Management continues to see meaningful organic sales, Adjusted EBIT, and Adjusted EBITDA growth opportunities across each of the Company’s business segments and anticipates growth rates in 2019 and beyond that will generally exceed the broader industrial market. The organic growth described in previous earnings releases is expected to be enhanced by additional M&A contributions.

 

Management expects Q3 2019 Adjusted EPS to be in the range of $0.75 to $0.80 per share. The timing of quarterly sales and earnings throughout the year, coupled with the discrete charges described above within the respective quarters will impact quarterly comparability.

 

Conference Call

 

The Company will host a conference call today, May 7, at 4:00 p.m. Central Time, to discuss the Company’s Q2 2019 results. A live audio webcast will be available on the Company’s website at www.escotechnologies.com. Please access the website at least 15 minutes prior to the call to register, download and install any necessary audio software. A replay of the conference call will be available on the Company’s website noted above or by phone (dial 1-855-859-2056 and enter the pass code 6106418).

 

Forward-Looking Statements

 

Statements in this press release regarding the timing and amounts of the Company’s expected quarterly, 2019 full year and beyond results, revenue and sales growth, EPS, Adjusted EPS, EPS growth, cash, EBIT, Adjusted EBIT, EBITDA, Adjusted EBITDA, the realization of operational efficiencies, the Company’s competitiveness and the costs and savings resulting from operational improvements and cost reduction actions, the Company’s ability to increase operating margins, realize financial goals and increase shareholder value, the success of acquisition efforts, the long-term success of the Company, and any other statements which are not strictly historical are “forward-looking” statements within the meaning of the safe harbor provisions of the federal securities laws.

 

Investors are cautioned that such statements are only predictions and speak only as of the date of this release, and the Company undertakes no duty to update them except as may be required by applicable laws or regulations.
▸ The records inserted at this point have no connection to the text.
Issue #1233, opened 2021-02-22
modelValue setter not working for choice-groups


jorenbroekema:
## Expected behavior

Setting .modelValue on radio-group or other choice-group fields should set the child checked properly, even if the modelValue is an object or array

## Actual Behavior

Setting the modelValue for these fields doesn't do anything.

## Additional context

```js
const checkCondition = (el, val) => el.choiceValue === val;
```

This condition fails if the value is object or array because the equality check becomes a reference value check, and will fail. We should check if the type is 'object' and do a JSON.stringify comparison instead for these cases.

Issue #1058, opened 2020-10-28
[lion-switch] value within form is parsed in modelValue under "undefined" 


davidoff31:
## Expected behavior

When lion-switch is used within form its value should be parsed in modelValue with the name as key. This happened until last release.

## Actual Behavior

The value is still parsed, but with key "undefined".

## Additional context

Looking at documentation doesn't seem as if the switch is expected to be used in forms, still if this is the case it should not pollute the form modelValue.

tlouisse:
The switch is designed to work with and without form (just like every FormControl), so this is a 'valid bug' :)
For the switch it's just more likely to be used outside of the form, that's why it's in the Buttons section in docs.

It should actually be added to our 'umbrella form' here: https://lion-web-components.netlify.app/?path=/docs/forms-features-overview--main 

I will mark this as a bug, thanks for reporting.

jorenbroekema:
Added it in the umbrella form demo in the PR mentioned above. I am not able to reproduce the bug there so I will assume it got fixed. If not, feel free to reopen with a reproduction

PR #1234, opened 2021-02-22
Fix/mvalue choice group

jorenbroekema:
## What I did

1. add switch demo
2. Fix choice group model value setter for choice children with complex model values

fixes https://github.com/ing-bank/lion/issues/1233
closes https://github.com/ing-bank/lion/issues/1058

### DIFF
--- a/packages/form-core/src/choice-group/ChoiceGroupMixin.js
+++ b/packages/form-core/src/choice-group/ChoiceGroupMixin.js
@@ -44,7 +44,12 @@ const ChoiceGroupMixinImplementation = superclass =>
        * @param {ChoiceInputHost} el
        * @param {any} val
        */
-      const checkCondition = (el, val) => el.choiceValue === val;
+      const checkCondition = (el, val) => {
+        if (typeof el.choiceValue === 'object') {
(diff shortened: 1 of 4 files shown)


packages/form-core/src/choice-group/ChoiceGroupMixin.js
```diff
@@ -44,7 +44,12 @@ const ChoiceGroupMixinImplementation = superclass =>
        * @param {ChoiceInputHost} el
        * @param {any} val
        */
-      const checkCondition = (el, val) => el.choiceValue === val;
+      const checkCondition = (el, val) => {
+        if (typeof el.choiceValue === 'object') {
```
tlouisse, line 48: When is this an object again? In our extension layer SelectRich?

tlouisse (approved):

packages/form-core/src/choice-group/ChoiceGroupMixin.js
jorenbroekema: Yep :) our select rich extension indeed!

tlouisse (approved):

Issue #1211, opened 2021-02-11
[switch-button] syncing checked attr differs from property


tlouisse:
switch-button has a dirty check for `checked` in `requestUpdateInternal`:

```js
if (this.isConnected && name === 'checked' && this.checked !== oldValue) {
```

This works fine: 

```js
<lion-switch-button .checked="${this.themes.includes('dark')}" class="tool-button" @checked-changed=${({ currentTarget}) => { this.themes = currentTarget.checked ? ['dark'] : ['light']; }} >
```
✅ This returns false, since `this.checked === oldValue`

```js
<lion-switch-button checked="${this.themes.includes('dark')}" class="tool-button" @checked-changed=${({ currentTarget}) => { this.themes = currentTarget.checked ? ['dark'] : ['light']; }} >
```
❌  This returns true, because `this.checked !== oldValue`  ...?

Notice the subtle difference between `.checked` and `checked`.
This might be a more generic lit-el problem.

tlouisse:
> This should be reconsidered after migration to LitEl 3

Unfortunately this is still an issue in  lit 2/3 (c.q lit-el 3/4). 
I updated the opening post with more solution directions

PR #1240, opened 2021-02-23
chore: update to latest eslint

gerjanvangeest:
## What I did

1. Update to latest eslint versions
2. Fixed eslint errors


.storybook/main.js
```diff
@@ -4,7 +4,7 @@ const path = require('path');
 module.exports = {
   stories: [
     '../{packages,packages-node}/!(ajax)*/README.md',
-    '../{packages,packages-node}/*/docs/*.md',
+    '../{packages,packages-node}/!(ajax)*/docs/*.md',
```
jorenbroekema, line 7: fixed https://github.com/ing-bank/lion/pull/1228 so maybe leave this out otherwise we get merge conflict

packages/form-core/test-suites/FormatMixin.suite.js
```diff
@@ -367,7 +367,7 @@ export function runFormatMixinSuite(customConfig) {
 
         const el = /** @type {FormatClass} */ (await fixture(html`
           <${elem} .formatter=${formatterSpy}>
-            <input slot="input" value="${generatedViewValue}">
+            <input slot="input" .value="${generatedViewValue}">
```
tlouisse, line 370: I think it's fine in this particular pr, but in general we should be careful with blindly replacing props and attrs.
Especially for the input, `[value]` is only synced at the initialization of a component (future attr updates don't take effect).

There's also slight discrepancies in behavior in LitElement: https://github.com/ing-bank/lion/issues/1211

jorenbroekema: Yeah I would argue we should use this rule to "warn", not "error", because sometimes it's actually intended and totally fine to set an attribute in your template to a JS variable. For `.value` it works because value is an actual property on HTMLInputElement, but that's a coincidence. If you did it for `.foo` you would not see attribute foo in the DOM.

Updated the PR

jorenbroekema: Oh wait this linting rule only applies to "value" attribute, never mind, then I think the rule makes sense.

jorenbroekema (approved):

Issue #1237, opened 2021-02-23
Success feedback cycles on blur and focus


thatdudemanguy:
## Expected behavior

A success notification that either does not change on focus/blur or does not get displayed again after initial success. 

## Actual Behavior

When the success feedback is displayed, the component cycles through its translations when a user focuses/blurs the input field without changing its input value.

Issue #1236, opened 2021-02-23
Success feedback showing on initial field input, not only after adjusting. 


thatdudemanguy:
## Expected behavior

When a user enters a faulty value into an input; the validation displays an error notification. 
Thereafter the client corrects the input and the validation shows a success notification instead of the previous error notification. 

When a user enters a correct value into an input; the validation displays nothing.

Example 1: 
case: input number
1. user inputs "foo"
2. feedback displays "please use a number"
3. user inputs 1
4. feedback displays "correct"

Example 2:
case: input number
1. user inputs 1
2. feedback displays nothing

## Actual Behavior

The user enters a correct value into an input and the success notification displays.
A success notification should not show here, as it is the first entry the user did. 

Example 2:
case: input number
1. user inputs 1
2. feedback displays "correct"

PR #1254, opened 2021-03-10
fix(form-core): only show success after recovery from shown feedback

jorenbroekema:
fixes https://github.com/ing-bank/lion/issues/1236
fixes https://github.com/ing-bank/lion/issues/1237

### DIFF
--- a/packages/form-core/src/validate/resultValidators/DefaultSuccess.js
+++ b/packages/form-core/src/validate/resultValidators/DefaultSuccess.js
@@ -17,18 +17,17 @@ export class DefaultSuccess extends ResultValidator {
    *
    * @param {Object} context
    * @param {Validator[]} context.regularValidationResult
-   * @param {string} context.prevShownValidationFeedback
+   * @param {Validator[]} context.prevValidationResult
+   * @param {Validator[]} context.prevShownValidationResult
    * @returns {boolean}
    */
   // eslint-disable-next-line class-methods-use-this
-  executeOnResults({ regularValidationResult, prevShownValidationFeedback }) {
+  executeOnResults({ regularValidationResult, prevShownValidationResult }) {
     const errorOrWarning = /** @param {Validator} v */ v =>
       v.type === 'error' || v.type === 'warning';
     const hasErrorOrWarning = !!regularValidationResult.filter(errorOrWarning).length;
+    const hasShownErrorOrWarning = !!prevShownValidationResult.filter(errorOrWarning).length;
 
-    return (
-      !hasErrorOrWarning &&
-      (prevShownValidationFeedback === 'error' || prevShownValidationFeedback === 'warning')
-    );
+    return !hasErrorOrWarning && hasShownErrorOrWarning;
   }
 }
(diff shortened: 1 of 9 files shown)


packages/form-core/src/validate/resultValidators/DefaultSuccess.js
```diff
@@ -17,15 +17,18 @@ export class DefaultSuccess extends ResultValidator {
...
+  executeOnResults({ regularValidationResult, prevShownValidationFeedback }) {
     const errorOrWarning = /** @param {Validator} v */ v =>
       v.type === 'error' || v.type === 'warning';
     const hasErrorOrWarning = !!regularValidationResult.filter(errorOrWarning).length;
-    const prevHadErrorOrWarning = !!prevValidationResult.filter(errorOrWarning).length;
-    return !hasErrorOrWarning && prevHadErrorOrWarning;
+
+    return (
+      !hasErrorOrWarning &&
+      (prevShownValidationFeedback === 'error' || prevShownValidationFeedback === 'warning')
```
tlouisse, line 31: Nice fix. Definitely makes sense to supply prevShownValidationFeedback and check for that indeed 👍 

But:
- could we keep it an array, like `prevShownValidationResult`?

In this way, we make the presentation of the types independent from the ResultValidator logic.
(imagine __prioritizedResult was ordered by custom logic that didn't put error on top, but some custom type), then below would fail.

```js
if (this.__prioritizedResult.length > 0) {
            this.__prevShownValidationFeedback = this.__prioritizedResult[0].type;
          }
```

Also, it can be nice to have more detailed info about the previous validation results, in case a ResultValidator needs to do a comparison between latest and previous results (more use cases than just SucessValidators). 
Also for SuccessValidators it would allow you to provide more directed feedback.

- for backwards compatibility, keep `prevValidationResult`? This will be almost the same as `prevShownValidationResult` of course, except it contains info about error states 'before blur'. We could consider to remove it in v1

jorenbroekema: prevValidationResult is a private property of the validate mixin right? Don't really see why we should pass it to the ResultValidator if it doesn't use it.

As for prevShownValidationResult, you never show more than 1 type of feedback at once, so we can stick to just a string of the most recently shown feedback type right? I'm okay with making it a type Validator so we have more information, rather than just "type", but currently we don't have a use case for it and I don't want to overengineer things. We can change it later if we find that we need it?

jorenbroekema: Ah and I don't see why that code would fail if the validator on top has a custom type?? Your result validator may not show then, but that's intended. the result validator only shows after warning / error, if you make a custom type go on top, then don't show the result validator.

tlouisse: - The current logic is based on the assumption there is one result in `__prioritizedResult `, but if you configure `_prioritizeAndFilterFeedback()` for your custom case it can also be:

  [0] ValidatorX with type 'custom'
  [1] ValidatorX with type 'error'
  [2] ValidatorX with type 'warning'
  And now the validation feedback shows all three of them, but you miss the fact there was an error or warning.

- A use case for needing info about prevValidations:
You want a success message that gives specific feedback about the fact that you resolved the error for maxLength. Based on just the current result, you would never know...

tlouisse: > prevValidationResult is a private property of the validate mixin right? Don't really see why we should pass it to the ResultValidator if it doesn't use it.

But I think we should keep all signatures intact. Because whatever we pass on to the `execute` or `executeOnResults, is considered public

tlouisse (approved):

The Company’s actual results in the future may differ materially from those projected in the forward-looking statements due to risks and uncertainties that exist in the Company’s operations and business environment including but not limited to those described in Item 1A, “Risk Factors”, of the Company’s Annual Report on Form 10-K for the fiscal year ended September 30, 2018, and the following: the success of the Company’s competitors; weakening of economic conditions in served markets; changes in customer demands or customer insolvencies; competition; intellectual property rights; technical difficulties; delivery delays or defaults by customers; material  changes in the costs and availability of certain raw materials; the appropriation, allocation and availability of Government funds; the termination for convenience of Government and other customer contracts; the timing and content of future contract awards or customer orders; performance issues with key customers, suppliers and subcontractors; labor disputes; the impacts of natural disasters on the Company’s operations and those of the Company’s customers and suppliers; changes in laws and regulations, including but not limited to changes in accounting standards and taxation requirements; changes in interest rates; costs relating to environmental matters arising from current or former facilities; financial exposure in connection with Company guarantees of certain Aclara contracts; the availability of select acquisitions; and the uncertainty regarding the ultimate resolution of current disputes, claims, litigation or arbitration.

 

 

 

 

Non-GAAP Financial Measures

 

The financial measures EBIT, EBITDA, Adjusted EBITDA and Adjusted EPS are presented in this press release. The Company defines “EBIT” as earnings before interest and taxes, “EBITDA” as earnings before interest, taxes, depreciation and amortization, “Adjusted EBITDA” as EBITDA excluding certain defined charges, and “Adjusted EPS” as GAAP earnings per share (EPS) excluding the net impact of the items described above which were $0.04 per share in Q2 2019.

 

EBIT, EBITDA, Adjusted EBITDA and Adjusted EPS are not recognized in accordance with U.S. generally accepted accounting principles (GAAP). However, Management believes that EBIT, EBITDA and Adjusted EBITDA are useful in assessing the operational profitability of the Company’s business segments because they exclude interest, taxes, depreciation and amortization, which are generally accounted for across the entire Company on a consolidated basis. EBIT is also one of the measures used by Management in determining resource allocations within the Company as well as incentive compensation. The Company believes that the presentation of EBIT, EBITDA, Adjusted EBITDA and Adjusted EPS provides important supplemental information to investors by facilitating comparisons with other companies, many of which use similar non-GAAP financial measures to supplement their GAAP results. The use of non-GAAP financial measures is not intended to replace any measures of performance determined in accordance with GAAP.

 

ESCO, headquartered in St. Louis, Missouri: Manufactures highly-engineered filtration and fluid control products for the aviation, space and process markets worldwide; is the industry leader in RF shielding and EMC test products; provides diagnostic instruments, software and services for the benefit of industrial power users and the electric utility and renewable energy industries; and, produces custom thermoformed packaging, pulp-based packaging, and specialty products for medical and commercial markets. Further information regarding ESCO and its subsidiaries is available on the Company’s website at www.escotechnologies.com.

 

 

 

 

ESCO TECHNOLOGIES INC. AND SUBSIDIARIES

Condensed Consolidated Statements of Operations (Unaudited)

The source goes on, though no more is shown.